:: DATASET ENTRIES ::
PR #1104, opened 2021-12-14
add impersonation config sync controller

mrlihanbo:
Signed-off-by: lihanbo <lihanbo2@huawei.com>

**What type of PR is this?**
/kind feature

**What this PR does / why we need it**:
1. create a service account for impersonation when joining clusters.
2. add impersonation config sync controller

**Which issue(s) this PR fixes**:
Fixes #

**Special notes for your reviewer**:
self test:
step1: create a clusterrole in karmada control plane
```
apiVersion: rbac.authorization.k8s.io/v1
kind: ClusterRole
metadata:
  name: karmada-cluster-proxy
rules:
- apiGroups:
  - '*'
  resources:
  - cluster/proxy
  resourceNames:
  - member1
  - member2
  verbs:
  - '*'
- nonResourceURLs:
  - '*'
  verbs:
  - get
```
step2: create a clusterrolebinding in karmada control plane
```
apiVersion: rbac.authorization.k8s.io/v1
kind: ClusterRoleBinding
metadata:
  name: karmada-cluster-proxy
roleRef:
  apiGroup: rbac.authorization.k8s.io
  kind: ClusterRole
  name: karmada-cluster-proxy
subjects:
  - kind: User
    name: karmada-users
  - kind: ServiceAccount
    name: default
    namespace: karmada-cluster
```
step3: check clusterrole and clusterrolebinding in member cluster
```
kubectl --kubeconfig=/root/.kube/members.config --context=member1 get clusterrole karmada-impersonator -oyaml 
apiVersion: rbac.authorization.k8s.io/v1
kind: ClusterRole
metadata:
  creationTimestamp: "2021-12-14T08:56:33Z"
  labels:
    work.karmada.io/name: karmada-impersonator-7cbb6bd5c9
    work.karmada.io/namespace: karmada-es-member1
  name: karmada-impersonator
  resourceVersion: "742"
  uid: a037eede-7893-4be9-8182-e968844541f3
rules:
- apiGroups:
  - ""
  resourceNames:
  - karmada-users
  resources:
  - users
  verbs:
  - impersonate
- apiGroups:
  - ""
  resourceNames:
  - system:serviceaccount:karmada-cluster:default
  resources:
  - serviceaccounts
  verbs:
  - impersonate
```

**Does this PR introduce a user-facing change?**:
"NONE"

PR #1131, opened 2021-12-20
Add --controllers flag to karmada-agent and move ControllerContext to a separate package

### LINKED ISSUE #1127: Add `--controllers` flag to `karmada-agent`
Add a `--controllers` flag to specify enabled controllers for `karmada-agent`. Just like we did for `karmada-controller-manager` at #1083/#1084/#1123/#1093. 

**Why is this needed**:

iawia002:

**What type of PR is this?**

/kind feature

Add `--controllers` flag to karmada-agent and move `ControllerContext` to a separate package.

```
      --controllers strings                           A list of controllers to enable. '*' enables all on-by-default controllers, 'foo' enables the controller named 'foo', '-foo' disables the controller named 'foo'. All controllers: clusterStatus, execution, serviceExport, workStatus. (default [*])
```

close #1127

```release-note
Add --controllers flag to karmada-agent.
```

/cc @RainbowMango

### DIFF
--- a/cmd/agent/app/agent.go
+++ b/cmd/agent/app/agent.go
@@ -17,6 +17,7 @@ import (
 
 	"github.com/karmada-io/karmada/cmd/agent/app/options"
 	clusterv1alpha1 "github.com/karmada-io/karmada/pkg/apis/cluster/v1alpha1"
+	controllerscontext "github.com/karmada-io/karmada/pkg/controllers/context"
 	"github.com/karmada-io/karmada/pkg/controllers/execution"
 	"github.com/karmada-io/karmada/pkg/controllers/mcs"
 	"github.com/karmada-io/karmada/pkg/controllers/status"
@@ -60,10 +61,19 @@ func NewAgentCommand(ctx context.Context) *cobra.Command {
 		},
 	}
 
-	opts.AddFlags(cmd.Flags())
+	opts.AddFlags(cmd.Flags(), controllers.ControllerNames())
 	cmd.AddCommand(sharedcommand.NewCmdVersion(os.Stdout, "karmada-agent"))
 	cmd.Flags().AddGoFlagSet(flag.CommandLine)
 	return cmd
+}
+
+var controllers = make(controllerscontext.Initializers)
+
+func init() {
+	controllers["clusterStatus"] = startClusterStatusController
+	controllers["execution"] = startExecutionController
+	controllers["workStatus"] = startWorkStatusController
+	controllers["serviceExport"] = startServiceExportController
 }
 
 func run(ctx context.Context, karmadaConfig karmadactl.KarmadaConfig, opts *options.Options) error {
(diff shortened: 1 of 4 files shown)


RainbowMango:
/assign @Garrybest 
Can you help review it?

pkg/controllers/context/context.go
```diff
@@ -0,0 +1,103 @@
...
+// Context defines the context object for controller.
+type Context struct {
+	Mgr                         controllerruntime.Manager
+	ObjectWatcher               objectwatcher.ObjectWatcher
+	Opts                        Options
+	StopChan                    <-chan struct{}
+	DynamicClientSet            dynamic.Interface
+	OverrideManager             overridemanager.OverrideManager
+	ControlPlaneInformerManager informermanager.SingleClusterInformerManager
+}
```
RainbowMango, line 59: The controllers running in `karmada-agent` and `karmada-controller-manager` might not always share the same `Context`. 
So, I'm thinking if it is worth abstracting a common `Context`.

iawia002: I have also considered this issue, but the agent is also a collection of several specific controllers, it's the same with controller-manager. With this abstraction, we can reuse part of the code

RainbowMango: > With this abstraction, we can reuse part of the code

Yes, That's the benefit. We also have to consider the maintenance effort that brings. Nothing right or wrong, just the tradeoff.

As far as I am concerned, if the benefits are not obvious I'd hesitate to do it.

Garrybest:
Thanks, I'll check it later.

cmd/agent/app/agent.go
```diff
@@ -60,12 +62,27 @@ func NewAgentCommand(ctx context.Context) *cobra.Command {
...
 
-	opts.AddFlags(cmd.Flags())
+	opts.AddFlags(cmd.Flags(), KnownControllers())
 	cmd.AddCommand(sharedcommand.NewCmdVersion(os.Stdout, "karmada-agent"))
 	cmd.Flags().AddGoFlagSet(flag.CommandLine)
 	return cmd
 }
 
+// NewControllerInitializers is a public map of named controller groups (you can start more than one in an init func)
+func NewControllerInitializers() map[string]controllerscontext.InitFunc {
```
Garrybest, line 72: Well, why not make the Initializers as a global variable? It seems we don't need to modify this struct. I prefer this kind of code.

```go
var (
	controllers = make(map[string]controllerscontext.InitFunc)
)

func init() {
	controllers["clusterStatus"] = startClusterStatusController
	controllers["execution"] = startExecutionController
	controllers["workStatus"] = startWorkStatusController
	controllers["serviceExport"] = startServiceExportController
}

type map[string]controllerscontext.InitFunc ControllerInitializers

func (c *ControllerInitializers) ControllerNames() []string {
    return sets.StringKeySet(c).List()
}

func (c *ControllerInitializers) StartControllers(ctx Context) error {
    ......
}
```

iawia002: > Well, why not make the Initializers as a global variable?

Similar to what I mentioned before: https://github.com/karmada-io/karmada/pull/1093#discussion_r767553986, and I'm just following the way the controller-manager, I will update them all.

Garrybest: Cool, would you update in this PR or next?

iawia002: Just in this PR, I will update it soon.

iawia002: Updated, PTAL @Garrybest

Garrybest:
Nice work and I like it! Now the code is clean.
/lgtm

iawia002:
> Now the code is clean.

Thanks for your review!

/assign @RainbowMango 
Can you take another look?

pkg/controllers/context/context.go
RainbowMango: OK, then let's do it since you both insist.

RainbowMango:
@iawia002 The #1104 introduced another controller, you might have to solve the conflicts. Thanks.

pkg/controllers/context/context.go
```diff
@@ -0,0 +1,112 @@
...
+
+// InitFunc is used to launch a particular controller.
+// Any error returned will cause the controller process to `Fatal`
+// The bool indicates whether the controller was enabled.
+type InitFunc func(ctx Context) (enabled bool, err error)
+
+// Initializers is a public map of named controller groups
+type Initializers map[string]InitFunc
+
+// ControllerNames returns all known controllers's name
```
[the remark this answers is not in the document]
iawia002: Updated.

RainbowMango (approved):
/approve
Leave LGTM to @Garrybest for final confirmation.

:: REQUIRED ACTION ::
Output the listing once more. Leave each word as it stands.

:: ANSWER SECTION ::
PR #1104, opened 2021-12-14
add impersonation config sync controller

mrlihanbo:
Signed-off-by: lihanbo <lihanbo2@huawei.com>

**What type of PR is this?**
/kind feature

**What this PR does / why we need it**:
1. create a service account for impersonation when joining clusters.
2. add impersonation config sync controller

**Which issue(s) this PR fixes**:
Fixes #

**Special notes for your reviewer**:
self test:
step1: create a clusterrole in karmada control plane
```
apiVersion: rbac.authorization.k8s.io/v1
kind: ClusterRole
metadata:
  name: karmada-cluster-proxy
rules:
- apiGroups:
  - '*'
  resources:
  - cluster/proxy
  resourceNames:
  - member1
  - member2
  verbs:
  - '*'
- nonResourceURLs:
  - '*'
  verbs:
  - get
```
step2: create a clusterrolebinding in karmada control plane
```
apiVersion: rbac.authorization.k8s.io/v1
kind: ClusterRoleBinding
metadata:
  name: karmada-cluster-proxy
roleRef:
  apiGroup: rbac.authorization.k8s.io
  kind: ClusterRole
  name: karmada-cluster-proxy
subjects:
  - kind: User
    name: karmada-users
  - kind: ServiceAccount
    name: default
    namespace: karmada-cluster
```
step3: check clusterrole and clusterrolebinding in member cluster
```
kubectl --kubeconfig=/root/.kube/members.config --context=member1 get clusterrole karmada-impersonator -oyaml 
apiVersion: rbac.authorization.k8s.io/v1
kind: ClusterRole
metadata:
  creationTimestamp: "2021-12-14T08:56:33Z"
  labels:
    work.karmada.io/name: karmada-impersonator-7cbb6bd5c9
    work.karmada.io/namespace: karmada-es-member1
  name: karmada-impersonator
  resourceVersion: "742"
  uid: a037eede-7893-4be9-8182-e968844541f3
rules:
- apiGroups:
  - ""
  resourceNames:
  - karmada-users
  resources:
  - users
  verbs:
  - impersonate
- apiGroups:
  - ""
  resourceNames:
  - system:serviceaccount:karmada-cluster:default
  resources:
  - serviceaccounts
  verbs:
  - impersonate
```

**Does this PR introduce a user-facing change?**:
"NONE"

PR #1131, opened 2021-12-20
Add --controllers flag to karmada-agent and move ControllerContext to a separate package

### LINKED ISSUE #1127: Add `--controllers` flag to `karmada-agent`
Add a `--controllers` flag to specify enabled controllers for `karmada-agent`. Just like we did for `karmada-controller-manager` at #1083/#1084/#1123/#1093. 

**Why is this needed**:

iawia002:

**What type of PR is this?**

/kind feature

Add `--controllers` flag to karmada-agent and move `ControllerContext` to a separate package.

```
      --controllers strings                           A list of controllers to enable. '*' enables all on-by-default controllers, 'foo' enables the controller named 'foo', '-foo' disables the controller named 'foo'. All controllers: clusterStatus, execution, serviceExport, workStatus. (default [*])
```

close #1127

```release-note
Add --controllers flag to karmada-agent.
```

/cc @RainbowMango

### DIFF
--- a/cmd/agent/app/agent.go
+++ b/cmd/agent/app/agent.go
@@ -17,6 +17,7 @@ import (
 
 	"github.com/karmada-io/karmada/cmd/agent/app/options"
 	clusterv1alpha1 "github.com/karmada-io/karmada/pkg/apis/cluster/v1alpha1"
+	controllerscontext "github.com/karmada-io/karmada/pkg/controllers/context"
 	"github.com/karmada-io/karmada/pkg/controllers/execution"
 	"github.com/karmada-io/karmada/pkg/controllers/mcs"
 	"github.com/karmada-io/karmada/pkg/controllers/status"
@@ -60,10 +61,19 @@ func NewAgentCommand(ctx context.Context) *cobra.Command {
 		},
 	}
 
-	opts.AddFlags(cmd.Flags())
+	opts.AddFlags(cmd.Flags(), controllers.ControllerNames())
 	cmd.AddCommand(sharedcommand.NewCmdVersion(os.Stdout, "karmada-agent"))
 	cmd.Flags().AddGoFlagSet(flag.CommandLine)
 	return cmd
+}
+
+var controllers = make(controllerscontext.Initializers)
+
+func init() {
+	controllers["clusterStatus"] = startClusterStatusController
+	controllers["execution"] = startExecutionController
+	controllers["workStatus"] = startWorkStatusController
+	controllers["serviceExport"] = startServiceExportController
 }
 
 func run(ctx context.Context, karmadaConfig karmadactl.KarmadaConfig, opts *options.Options) error {
(diff shortened: 1 of 4 files shown)


RainbowMango:
/assign @Garrybest 
Can you help review it?

pkg/controllers/context/context.go
```diff
@@ -0,0 +1,103 @@
...
+// Context defines the context object for controller.
+type Context struct {
+	Mgr                         controllerruntime.Manager
+	ObjectWatcher               objectwatcher.ObjectWatcher
+	Opts                        Options
+	StopChan                    <-chan struct{}
+	DynamicClientSet            dynamic.Interface
+	OverrideManager             overridemanager.OverrideManager
+	ControlPlaneInformerManager informermanager.SingleClusterInformerManager
+}
```
RainbowMango, line 59: The controllers running in `karmada-agent` and `karmada-controller-manager` might not always share the same `Context`. 
So, I'm thinking if it is worth abstracting a common `Context`.

iawia002: I have also considered this issue, but the agent is also a collection of several specific controllers, it's the same with controller-manager. With this abstraction, we can reuse part of the code

RainbowMango: > With this abstraction, we can reuse part of the code

Yes, That's the benefit. We also have to consider the maintenance effort that brings. Nothing right or wrong, just the tradeoff.

As far as I am concerned, if the benefits are not obvious I'd hesitate to do it.

Garrybest:
Thanks, I'll check it later.

cmd/agent/app/agent.go
```diff
@@ -60,12 +62,27 @@ func NewAgentCommand(ctx context.Context) *cobra.Command {
...
 
-	opts.AddFlags(cmd.Flags())
+	opts.AddFlags(cmd.Flags(), KnownControllers())
 	cmd.AddCommand(sharedcommand.NewCmdVersion(os.Stdout, "karmada-agent"))
 	cmd.Flags().AddGoFlagSet(flag.CommandLine)
 	return cmd
 }
 
+// NewControllerInitializers is a public map of named controller groups (you can start more than one in an init func)
+func NewControllerInitializers() map[string]controllerscontext.InitFunc {
```
Garrybest, line 72: Well, why not make the Initializers as a global variable? It seems we don't need to modify this struct. I prefer this kind of code.

```go
var (
	controllers = make(map[string]controllerscontext.InitFunc)
)

func init() {
	controllers["clusterStatus"] = startClusterStatusController
	controllers["execution"] = startExecutionController
	controllers["workStatus"] = startWorkStatusController
	controllers["serviceExport"] = startServiceExportController
}

type map[string]controllerscontext.InitFunc ControllerInitializers

func (c *ControllerInitializers) ControllerNames() []string {
    return sets.StringKeySet(c).List()
}

func (c *ControllerInitializers) StartControllers(ctx Context) error {
    ......
}
```

iawia002: > Well, why not make the Initializers as a global variable?

Similar to what I mentioned before: https://github.com/karmada-io/karmada/pull/1093#discussion_r767553986, and I'm just following the way the controller-manager, I will update them all.

Garrybest: Cool, would you update in this PR or next?

iawia002: Just in this PR, I will update it soon.

iawia002: Updated, PTAL @Garrybest

Garrybest:
Nice work and I like it! Now the code is clean.
/lgtm

iawia002:
> Now the code is clean.

Thanks for your review!

/assign @RainbowMango 
Can you take another look?

pkg/controllers/context/context.go
RainbowMango: OK, then let's do it since you both insist.

RainbowMango:
@iawia002 The #1104 introduced another controller, you might have to solve the conflicts. Thanks.

pkg/controllers/context/context.go
```diff
@@ -0,0 +1,112 @@
...
+
+// InitFunc is used to launch a particular controller.
+// Any error returned will cause the controller process to `Fatal`
+// The bool indicates whether the controller was enabled.
+type InitFunc func(ctx Context) (enabled bool, err error)
+
+// Initializers is a public map of named controller groups
+type Initializers map[string]InitFunc
+
+// ControllerNames returns all known controllers's name
```
[the remark this answers is not in the document]
iawia002: Updated.

RainbowMango (approved):
/approve
Leave LGTM to @Garrybest for final confirmation.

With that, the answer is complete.